- _How to complete this task_: Write out, word for word, only the lines from the one with "come up with one.." to the end of the data below.

------------------------------------

PR #1110, opened 2017-05-31
Make the width/start/end generation functions public.

agamemnus:
I added four functions: `getComputedWidthStartEnd` (couldn't come up with a better name) and `getComputedWidth`/`getComputedStart`/`getComputedEnd`. This brings out code from drawBuffer.

Rationale: sometimes, a plugin might want to know what the width/start/end of a drawer is supposed to be before it is loaded...

I also reworded the comment to "Use the fill container" and put it inside the if... (I think that's what it means..)


src/wavesurfer.js
```diff
@@ -326,21 +326,30 @@ var WaveSurfer = {
...
+            var width = nominalWidth;
+            var start = this.drawer.getScrollX();
+            var end = Math.min(start + parentWidth, width);
         }
+        return { width: width, start: start, end: end };
+    },
+
+    getComputedWidth: function () { return this.getComputedWidthStartEnd().width; },
+    getComputedStart: function () { return this.getComputedWidthStartEnd().start; },
+    getComputedEnd: function () { return this.getComputedWidthStartEnd().end; },
```
katspaugh: I feel like these 5 extra functions inflate the API, while the hypothetical plugins could just use `getComputedWidthStartEnd`.

agamemnus:
Ok. That's probably right. It needs a better name though, but I couldn't
come up with one..

thijstriemstra:
StartEnd.. as in range?

agamemnus:
Hmm. Maybe getComputedWidthAndRange, then ..?

thijstriemstra:
Looks like most of this PR was already merged with https://github.com/katspaugh/wavesurfer.js/commit/e3fb34a5293a2107104a30f843bc3c3213a30040

thijstriemstra:
@agamemnus please rebase this PR and open a new one.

------------------------------------

- _Task solution_:
come up with one..

thijstriemstra:
StartEnd.. as in range?

agamemnus:
Hmm. Maybe getComputedWidthAndRange, then ..?

thijstriemstra:
Looks like most of this PR was already merged with https://github.com/katspaugh/wavesurfer.js/commit/e3fb34a5293a2107104a30f843bc3c3213a30040

thijstriemstra:
@agamemnus please rebase this PR and open a new one.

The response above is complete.